Every record must appear in your reply exactly as written.

(Materials provided):
----

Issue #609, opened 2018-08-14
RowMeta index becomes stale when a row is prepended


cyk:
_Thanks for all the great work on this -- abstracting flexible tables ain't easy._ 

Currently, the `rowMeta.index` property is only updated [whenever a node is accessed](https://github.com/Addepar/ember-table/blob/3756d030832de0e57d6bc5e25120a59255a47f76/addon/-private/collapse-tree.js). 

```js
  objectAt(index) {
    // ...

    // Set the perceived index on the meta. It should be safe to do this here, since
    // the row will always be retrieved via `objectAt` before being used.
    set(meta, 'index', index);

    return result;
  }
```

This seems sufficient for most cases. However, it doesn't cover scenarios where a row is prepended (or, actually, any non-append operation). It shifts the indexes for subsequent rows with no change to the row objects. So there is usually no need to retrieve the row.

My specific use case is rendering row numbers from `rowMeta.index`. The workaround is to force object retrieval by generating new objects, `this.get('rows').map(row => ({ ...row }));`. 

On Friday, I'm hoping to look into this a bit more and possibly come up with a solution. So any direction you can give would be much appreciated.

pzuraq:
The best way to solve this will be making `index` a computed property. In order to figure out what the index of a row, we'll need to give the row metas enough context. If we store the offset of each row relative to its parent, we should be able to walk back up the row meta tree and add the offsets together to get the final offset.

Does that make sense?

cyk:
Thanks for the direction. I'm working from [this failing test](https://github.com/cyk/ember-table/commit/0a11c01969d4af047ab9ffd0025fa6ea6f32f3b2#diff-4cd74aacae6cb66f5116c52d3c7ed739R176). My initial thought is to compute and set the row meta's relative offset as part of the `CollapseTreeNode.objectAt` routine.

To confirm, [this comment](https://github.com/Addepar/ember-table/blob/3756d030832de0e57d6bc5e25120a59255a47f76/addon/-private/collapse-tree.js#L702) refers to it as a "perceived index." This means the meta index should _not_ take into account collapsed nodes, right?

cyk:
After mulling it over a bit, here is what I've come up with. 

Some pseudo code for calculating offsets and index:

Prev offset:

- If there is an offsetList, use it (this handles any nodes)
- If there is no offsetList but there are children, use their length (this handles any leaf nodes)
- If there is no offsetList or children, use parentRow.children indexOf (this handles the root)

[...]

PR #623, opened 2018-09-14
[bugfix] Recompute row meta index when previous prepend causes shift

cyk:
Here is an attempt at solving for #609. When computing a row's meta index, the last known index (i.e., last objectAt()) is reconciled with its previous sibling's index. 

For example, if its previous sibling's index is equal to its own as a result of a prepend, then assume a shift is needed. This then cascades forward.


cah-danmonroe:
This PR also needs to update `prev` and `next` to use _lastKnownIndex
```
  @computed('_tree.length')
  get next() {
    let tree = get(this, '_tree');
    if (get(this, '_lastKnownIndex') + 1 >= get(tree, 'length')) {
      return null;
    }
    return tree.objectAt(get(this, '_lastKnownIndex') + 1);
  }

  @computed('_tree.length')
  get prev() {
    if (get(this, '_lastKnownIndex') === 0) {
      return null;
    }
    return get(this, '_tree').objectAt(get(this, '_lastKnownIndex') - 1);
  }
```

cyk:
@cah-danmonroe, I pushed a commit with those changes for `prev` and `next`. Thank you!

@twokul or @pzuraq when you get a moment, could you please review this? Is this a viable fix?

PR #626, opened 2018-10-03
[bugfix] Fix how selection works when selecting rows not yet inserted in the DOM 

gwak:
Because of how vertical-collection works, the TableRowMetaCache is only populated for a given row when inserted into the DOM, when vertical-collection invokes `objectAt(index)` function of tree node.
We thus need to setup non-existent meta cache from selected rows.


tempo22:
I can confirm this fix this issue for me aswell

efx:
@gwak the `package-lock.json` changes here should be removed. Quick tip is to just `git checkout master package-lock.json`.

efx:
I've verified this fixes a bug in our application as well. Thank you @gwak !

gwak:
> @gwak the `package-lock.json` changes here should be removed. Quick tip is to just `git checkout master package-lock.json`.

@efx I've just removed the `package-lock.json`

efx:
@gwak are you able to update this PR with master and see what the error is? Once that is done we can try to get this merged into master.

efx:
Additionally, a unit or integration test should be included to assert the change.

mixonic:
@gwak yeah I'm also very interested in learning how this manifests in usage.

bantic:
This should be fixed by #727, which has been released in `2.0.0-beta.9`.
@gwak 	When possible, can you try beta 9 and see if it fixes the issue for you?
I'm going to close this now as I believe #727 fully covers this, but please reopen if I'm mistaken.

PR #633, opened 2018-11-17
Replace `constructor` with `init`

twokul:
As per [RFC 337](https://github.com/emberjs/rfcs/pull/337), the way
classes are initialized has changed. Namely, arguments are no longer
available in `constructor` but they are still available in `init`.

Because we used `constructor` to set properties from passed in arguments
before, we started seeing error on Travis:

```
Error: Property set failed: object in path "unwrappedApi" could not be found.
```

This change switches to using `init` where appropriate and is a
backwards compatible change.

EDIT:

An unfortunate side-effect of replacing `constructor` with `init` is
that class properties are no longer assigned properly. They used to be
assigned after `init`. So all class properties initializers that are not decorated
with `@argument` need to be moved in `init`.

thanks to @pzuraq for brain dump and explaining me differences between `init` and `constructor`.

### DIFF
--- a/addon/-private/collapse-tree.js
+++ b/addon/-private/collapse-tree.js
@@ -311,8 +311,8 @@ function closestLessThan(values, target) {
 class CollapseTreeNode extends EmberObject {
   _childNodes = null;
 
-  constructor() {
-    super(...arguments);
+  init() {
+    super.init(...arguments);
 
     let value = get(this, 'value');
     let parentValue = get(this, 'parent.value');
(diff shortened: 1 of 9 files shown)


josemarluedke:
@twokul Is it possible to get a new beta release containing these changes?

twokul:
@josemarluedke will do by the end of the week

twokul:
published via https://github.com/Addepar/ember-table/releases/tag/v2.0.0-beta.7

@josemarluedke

----

(Answer):
Issue #609, opened 2018-08-14
RowMeta index becomes stale when a row is prepended


cyk:
_Thanks for all the great work on this -- abstracting flexible tables ain't easy._ 

Currently, the `rowMeta.index` property is only updated [whenever a node is accessed](https://github.com/Addepar/ember-table/blob/3756d030832de0e57d6bc5e25120a59255a47f76/addon/-private/collapse-tree.js). 

```js
  objectAt(index) {
    // ...

    // Set the perceived index on the meta. It should be safe to do this here, since
    // the row will always be retrieved via `objectAt` before being used.
    set(meta, 'index', index);

    return result;
  }
```

This seems sufficient for most cases. However, it doesn't cover scenarios where a row is prepended (or, actually, any non-append operation). It shifts the indexes for subsequent rows with no change to the row objects. So there is usually no need to retrieve the row.

My specific use case is rendering row numbers from `rowMeta.index`. The workaround is to force object retrieval by generating new objects, `this.get('rows').map(row => ({ ...row }));`. 

On Friday, I'm hoping to look into this a bit more and possibly come up with a solution. So any direction you can give would be much appreciated.

pzuraq:
The best way to solve this will be making `index` a computed property. In order to figure out what the index of a row, we'll need to give the row metas enough context. If we store the offset of each row relative to its parent, we should be able to walk back up the row meta tree and add the offsets together to get the final offset.

Does that make sense?

cyk:
Thanks for the direction. I'm working from [this failing test](https://github.com/cyk/ember-table/commit/0a11c01969d4af047ab9ffd0025fa6ea6f32f3b2#diff-4cd74aacae6cb66f5116c52d3c7ed739R176). My initial thought is to compute and set the row meta's relative offset as part of the `CollapseTreeNode.objectAt` routine.

To confirm, [this comment](https://github.com/Addepar/ember-table/blob/3756d030832de0e57d6bc5e25120a59255a47f76/addon/-private/collapse-tree.js#L702) refers to it as a "perceived index." This means the meta index should _not_ take into account collapsed nodes, right?

cyk:
After mulling it over a bit, here is what I've come up with. 

Some pseudo code for calculating offsets and index:

Prev offset:

- If there is an offsetList, use it (this handles any nodes)
- If there is no offsetList but there are children, use their length (this handles any leaf nodes)
- If there is no offsetList or children, use parentRow.children indexOf (this handles the root)

[...]

PR #623, opened 2018-09-14
[bugfix] Recompute row meta index when previous prepend causes shift

cyk:
Here is an attempt at solving for #609. When computing a row's meta index, the last known index (i.e., last objectAt()) is reconciled with its previous sibling's index. 

For example, if its previous sibling's index is equal to its own as a result of a prepend, then assume a shift is needed. This then cascades forward.


cah-danmonroe:
This PR also needs to update `prev` and `next` to use _lastKnownIndex
```
  @computed('_tree.length')
  get next() {
    let tree = get(this, '_tree');
    if (get(this, '_lastKnownIndex') + 1 >= get(tree, 'length')) {
      return null;
    }
    return tree.objectAt(get(this, '_lastKnownIndex') + 1);
  }

  @computed('_tree.length')
  get prev() {
    if (get(this, '_lastKnownIndex') === 0) {
      return null;
    }
    return get(this, '_tree').objectAt(get(this, '_lastKnownIndex') - 1);
  }
```

cyk:
@cah-danmonroe, I pushed a commit with those changes for `prev` and `next`. Thank you!

@twokul or @pzuraq when you get a moment, could you please review this? Is this a viable fix?

PR #626, opened 2018-10-03
[bugfix] Fix how selection works when selecting rows not yet inserted in the DOM 

gwak:
Because of how vertical-collection works, the TableRowMetaCache is only populated for a given row when inserted into the DOM, when vertical-collection invokes `objectAt(index)` function of tree node.
We thus need to setup non-existent meta cache from selected rows.


tempo22:
I can confirm this fix this issue for me aswell

efx:
@gwak the `package-lock.json` changes here should be removed. Quick tip is to just `git checkout master package-lock.json`.

efx:
I've verified this fixes a bug in our application as well. Thank you @gwak !

gwak:
> @gwak the `package-lock.json` changes here should be removed. Quick tip is to just `git checkout master package-lock.json`.

@efx I've just removed the `package-lock.json`

efx:
@gwak are you able to update this PR with master and see what the error is? Once that is done we can try to get this merged into master.

efx:
Additionally, a unit or integration test should be included to assert the change.

mixonic:
@gwak yeah I'm also very interested in learning how this manifests in usage.

bantic:
This should be fixed by #727, which has been released in `2.0.0-beta.9`.
@gwak 	When possible, can you try beta 9 and see if it fixes the issue for you?
I'm going to close this now as I believe #727 fully covers this, but please reopen if I'm mistaken.

PR #633, opened 2018-11-17
Replace `constructor` with `init`

twokul:
As per [RFC 337](https://github.com/emberjs/rfcs/pull/337), the way
classes are initialized has changed. Namely, arguments are no longer
available in `constructor` but they are still available in `init`.

Because we used `constructor` to set properties from passed in arguments
before, we started seeing error on Travis:

```
Error: Property set failed: object in path "unwrappedApi" could not be found.
```

This change switches to using `init` where appropriate and is a
backwards compatible change.

EDIT:

An unfortunate side-effect of replacing `constructor` with `init` is
that class properties are no longer assigned properly. They used to be
assigned after `init`. So all class properties initializers that are not decorated
with `@argument` need to be moved in `init`.

thanks to @pzuraq for brain dump and explaining me differences between `init` and `constructor`.

### DIFF
--- a/addon/-private/collapse-tree.js
+++ b/addon/-private/collapse-tree.js
@@ -311,8 +311,8 @@ function closestLessThan(values, target) {
 class CollapseTreeNode extends EmberObject {
   _childNodes = null;
 
-  constructor() {
-    super(...arguments);
+  init() {
+    super.init(...arguments);
 
     let value = get(this, 'value');
     let parentValue = get(this, 'parent.value');
(diff shortened: 1 of 9 files shown)


josemarluedke:
@twokul Is it possible to get a new beta release containing these changes?

twokul:
@josemarluedke will do by the end of the week

twokul:
published via https://github.com/Addepar/ember-table/releases/tag/v2.0.0-beta.7

@josemarluedke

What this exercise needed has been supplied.